Note that something being the “topic” does not tell you anything about how the noun relates to the verb action. It could be the subject, it could be the object, it could be something else entirely. We have to use context to tell.
-이/가 marks the subject of the verb if it is not the topic. Since it is not the topic, none of the restrictions for topics above apply. The noun could be known already or it might not. It could be a proper name or a general category but it doesn’t have to be. All that’s important is that this noun is the subject of the verb.
For example:
- 식탁에 사과가 있습니다. “There is an apple on the table.”
- 그 사과는 매우 빨갛습니다. “The apple is very red.”
Sentence 1. introduces the apple to the conversation. Since the listener doesn’t know about it yet, we cannot use -는. Thus, since the apple is not the topic, it gets marked with -가 because it’s the subject of the verb 있다 “to be there, to exist”. English uses “a” here, also because the apple has not come up before. In sentence 2. the apple is now known, so the speaker can make it the topic (by marking it with -는 and give new information about it.
Note how the assignment of articles in English is the exact opposite of what you described: “a” where the noun was marked with -가 in Korean and “the” where the noun was marked with -는 in Korean. So there is no direct correlation. In fact the only way I can imagine a noun being marked with “a” in English but -은/는 in Korean is if a single individual is used to represent a general category (“a dog does not sweat”) because nouns which have come up before use “the” in English and proper names don’t use any article at all.

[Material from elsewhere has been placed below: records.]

PR #1433, opened 2023-10-29
test: add test cases for astb-padding

devgony:
## Goal
- LPAD: Left-pads a string with a specified string up to a certain length.
- RPAD: Right-pads a string with a specified string up to a certain length.

## Todo
- [x] test: add test cases for astb-padding


panarch (approved):
Looks nice!! Thanks a lot 👍

PR #1434, opened 2023-10-29
docs: write docmentation for padding

devgony:
## Todo
- [x] write docmentation for ast-builder/functions/text/padding


panarch (approved):
This looks also nice :) Thanks a lot!

Issue #1402, opened 2023-09-04
Support StoreMut trait to Optional


seonghun-dev:
## Goal
Support StoreMut trait to Optional
If sql is implemented read-only, there is no need to implement storemut, so we will change it to allow you to selectively implement StoreMut trait

PR #1435, opened 2023-10-29
Support StoreMut trait to Optional 

seonghun-dev:
- Resolve : https://github.com/gluesql/gluesql/issues/1402


panarch (approved):
Looks nice :)
By adding default impl codes, we can provide clear guide that `StoreMut` is also optional.
Thanks a lot!

PR #1440, opened 2023-11-18
chore: bump `[sqlparser, itertools, stum_macros, ordered-float]`

ever0de:
https://github.com/ever0de/gluesql/blob/68795078d85068f2b63d8e652e4c3f8f9940caf8/core/src/translate/expr.rs#L116-L119
> https://github.com/sqlparser-rs/sqlparser-rs/blob/ff8312bfd8983abac26df1eb60b4c77133b1901a/src/parser/mod.rs#L1436-L1446

This can only be reached by Snowflake, BigQuery, and Generic. Currently we are using [PostgreSqlDialect](https://github.com/ever0de/gluesql/blob/68795078d85068f2b63d8e652e4c3f8f9940caf8/core/src/parse_sql.rs#L15-L16), so it is not reachable.

### DIFF
--- a/Cargo.lock
+++ b/Cargo.lock
@@ -2363,9 +2363,9 @@ dependencies = [
 
 [[package]]
 name = "sqlparser"
-version = "0.36.1"
+version = "0.39.0"
 source = "registry+https://github.com/rust-lang/crates.io-index"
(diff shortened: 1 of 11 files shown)


panarch (approved):
👍 👍 Looks all nice! Thanks a lot!

Issue #1444, opened 2023-12-16
Implement Elixir binding for GlueSQL storages


MRGRAVITY817:
## Background

Elixir, a functional programming language which runs above BEAM(Erlang virtual machine), has earned its reputation for being scalable, fault-tolerant and reliable in distributed systems. The language itself has ranked 2nd most loved programming language, and web framework Phoenix is ranked as the most loved framework in 2023 StackOverflow Developer Survey.   

Discord, which is one of the pioneers who adopted Elixir from day one, has posted a blog article about how they had leveraged the performance of their Elixir-based infrastructure by adopting Rust library into it. For further details, check this [link](https://discord.com/blog/using-rust-to-scale-elixir-for-11-million-concurrent-users).    

As more Rust libraries being adopted in Elixir projects like this case, I strongly believe introducing GlueSQL storages in Elixir ecosystem will show another creative way to manage data in web/and various other projects.  

## Suggestion

It would be nice to start with memory storage. Elixir/Erlang already has it's own default memory storage called [ETS](https://www.erlang.org/doc/man/ets.html), which can be used with the query builder [ETSO](https://hexdocs.pm/etso/readme.html). It's a very handy stuff, but not that performant. Making comparison between ETS and memory storage in BEAM will be very interesting.

PR #1445, opened 2023-12-16
feat: Implement Elixir Binding

MRGRAVITY817:
This PR resolves issue #1444 

## The goal of this PR
- Implement Elixir binding for GlueSQL memory storage
- Build a good foundation to add more storages in near future


pkg/elixir/test/memory_storage_test.exs
```diff
@@ -0,0 +1,167 @@
+defmodule GlueSQLTest do
+  use ExUnit.Case
+  doctest GlueSQL
+
+  alias GlueSQL.Storages.MemoryStorage
+  alias GlueSQL
```
dkuku, line 6: This is not needed in elixir.

dkuku:
I love this idea. Have you maybe checked serde_rustler for sending the data back to the beam?
That's the most updated fork I found
https://github.com/benhaney/serde_rustler/
I did try it in my first rust code and it looks promising - I can even receive elixir structs from rustler:
https://github.com/dkuku/fitparser_ex/

MRGRAVITY817:
> I love this idea. Have you maybe checked serde_rustler for sending the data back to the beam instead of serializing it to json? That's the most updated fork I found https://github.com/benhaney/serde_rustler/ I did try it in my first rust code and it looks promising - I can even receive elixir structs from rustler: https://github.com/dkuku/fitparser_ex/

@dkuku Oh, actually the main reason that I didn't used `serde_rustler` was because original repo wasn't being maintained for a while. Thanks, I'll try update my code with this.

lu-zero:
Why this cannot live in a separate repo?

Also, unreproducible binaries on the repo would get the crate flagged.

MRGRAVITY817:
Hi @lu-zero !

> Why this cannot live in a separate repo?

Actually, it can live in a separate repo. 

I first thought it was a good idea to include this in this repo (since javascript/python version is also here as well), but that is not mandatory.

> Also, unreproducible binaries on the repo would get the crate flagged.

Yeah, this also makes me think if it should be created in separate repo. Thanks for the advice 👍

MRGRAVITY817:
@panarch What are your thoughts about creating a separate repo for this rather than putting inside `pkg` folder?  

@lu-zero has pointed out some valid insight, and I also think that if we keep adding language bindings it would be too much of a burden for maintainer & reviewers because they also have to learn a new language.

panarch:
@lu-zero raised a valid concern about increasing complexity in the gluesql repository with additional language bindings. Given the resource constraints, continuously managing new bindings like Elixir internally seems challenging.

I propose creating a separate repository for Elixir support to maintain a clean and focused main repository. Documentation can be linked from gluesql.org/docs for consistency.

@MRGRAVITY817, could you share your thoughts on this approach?

MRGRAVITY817:
@panarch Yup, I'll just create a new repo and add a link in README once it's done. Thanks!

PR #1463, opened 2024-03-02
Exclude tests {mongo, redis} with features

devgony:
## Todo
- [x] exclude test cases of redis-storage with `test-redis` feature
- [x] fix partial excluding test cases of mongo-storage to exclude all cases


panarch (approved):
Looks nice! thanks a lot 👍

-에게 is a case particle which can mean either “to (a person)” or “from (a person)”. Which one it is depends on the verb: If the subject is the sender, then -에게 marks the receiver and vice versa. -에게서 is narrower: It can only mark the receiver. So for “[I] received a present from my brother”, you can say 형에게 선물을 받았습니다 or 형에게서 선물을 받았습니다. But for “[I] gave a present to my brother”, you can only say 형에게 선물을 줬습니다, not 형에게서.
*받십니다 doesn’t exist. It’s either 받습니다 or 받으십니다. The latter form is composed of the same verb stem 받- + the honorific (respectful) suffix -시- (but because the stem ends in a consonant you have to insert 으 in between) + the verb ending -ㅂ니다 (since -시- ends in a vowel you use -ㅂ니다 rather than -습니다 here).
It means “from“.
You can always replace use just -에게 instead of -에게서 – but the other way around doesn’t always work. -에게 can mean either “to (a person)” or “from (a person)” depending on the verb and when it means the latter you can make it more explicit by using -에게서 instead. But when -에서 means “to”, then it would be incorrect to replace it with -에게서.